U.S. Immigration and Immigrant Voters on the Eve of Election 2004
American immigration a key issue in the Presidential debates, and immigrants could play a critical role in deciding the outcome of this year’s election. The Migration Policy Institute has compiled information on Latino and Asian voters, the rights of non-citizens to vote in local elections, and the decline in legal immigration in 2003.
Included in this election package are highlights from and links to previews of two articles from the Migration Information Source, MPI’s award-winning online resource.
Also included is a link to MPI’s new fact sheet with the latest figures on U.S. immigration.
Latino and Asian-American Voters in the 2004 Election and Beyond
By Jeffrey S. Passel, Urban Institute
While the number of votes cast by whites in the presidential election rose by only four percent between 1996 and 2000, the number of Asian-American votes rose by 22 percent. The votes of Latino Americans increased by 19 percent. In 2004, Asian-American votes will probably increase by another one-third over 2000 and Latino votes by about one-quarter while the overall total will probably go up by only about four to five percent.
Latinos account for about 7.8 percent of potential voters nationwide. In the most heavily Latino state, New Mexico (40 percent), the presidential election was extraordinarily close in 2000. In Texas (25 percent) and California (19 percent), Latinos are unlikely to make a difference since Bush and Kerry, respectively, are prohibitive favorites. However, in potential swing states, such as Ohio or Wisconsin, even the one to two percent of potential voters who are Latino could play a critical role.”
Immigrant Voting Rights Receive More Attention
By Ron Hayduk, Borough of Manhattan Community College, and Michele Wucker, World Policy Institute
With an estimated 12 million votes hanging in the balance, initiatives to allow non-citizen legal permanent residents to vote in municipal and school board elections will make a significant difference in many U.S. communities. This article explores the pros and cons of non-citizen voting and includes a list of countries where non-citizens can vote.

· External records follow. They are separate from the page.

PR #1003, opened 2023-02-10
OCPBUGS-7374: set default timeouts in etcdcli

lance5890:
The ceo operator connect to etcd without timeout, which may lead to some ceo controllers(like EtcdEndpointsController, EtcdCertSignerController and so on ) may be stuck in etcd member list interface about 15minutes, which finally may be closed by the operating system after 15 minutes

[issue1000: fix ceo connection timeout ](https://github.com/openshift/cluster-etcd-operator/issues/1000)

1. this problem can be reproduced by rm one master node, and the pprof top info will show like this:
image

2. maybe the 60s is not suitable for most conditions，we can discuss about this

Signed-off-by: lan.tian <lance5890@163.com>

### DIFF
--- a/pkg/cmd/verify/backupstorage.go
+++ b/pkg/cmd/verify/backupstorage.go
@@ -132,6 +132,8 @@ func (v *verifyBackupStorage) isStorageAdequate(ctx context.Context) (bool, erro
 	}
 	defer cli.Close()
 
+	ctx, cancel := context.WithTimeout(context.Background(), 30*time.Second)
+	defer cancel()
 	members, err := cli.MemberList(ctx)
 	if err != nil {
 		klog.Warningf("failed checking member list: %v", err)
--- a/pkg/etcdcli/etcdcli.go
+++ b/pkg/etcdcli/etcdcli.go
@@ -39,6 +39,7 @@ const (
 	BootstrapIPAnnotationKey = "alpha.installer.openshift.io/etcd-bootstrap"
 	DefaultDialTimeout       = 15 * time.Second
 	DefragDialTimeout        = 60 * time.Second
+	DefaultClientTimeout     = 30 * time.Second
 )
 
 type etcdClientGetter struct {
@@ -135,7 +136,7 @@ func newEtcdClientWithClientOpts(endpoints []string, skipConnectionTest bool, op
 	}
 
 	// Test client connection.
-	ctx, cancel := context.WithCancel(context.Background())
+	ctx, cancel := context.WithTimeout(context.Background(), DefaultClientTimeout)
 	defer cancel()
 	_, err = cli.MemberList(ctx)
 	if err != nil {
@@ -156,6 +157,8 @@ func (g *etcdClientGetter) MemberAddAsLearner(ctx context.Context, peerURL strin
 
 	defer g.clientPool.Return(cli)
 
+	ctx, cancel := context.WithTimeout(ctx, DefaultClientTimeout)
+	defer cancel()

Legal Immigration to US Still Declining: An MPI Fact Sheet
By Deborah Meyers and Jennifer Yau
New data released by the Department of Homeland Security show that in FY 2003:
- Legal immigration fell by 34 percent from 2002.
- The number of people in the US who were able to adjust their status to legal permanent residence dropped 50 percent because of processing bottlenecks, explaining much of the overall decline.
- The level of newly arriving legal permanent residents remained relatively steady.
- Refugee admissions rose only slightly from the 25-year low following 9/11.
- The level of temporary visitors continued at 15 percent below pre-9/11 levels.
- Naturalizations decreased by 19 percent.
MPI Director Kathleen Newland said, “The United States has always been a nation of immigrants, and findings presented by MPI demonstrate that the political participation of newcomers remains an essential determinant of where we go as a nation.”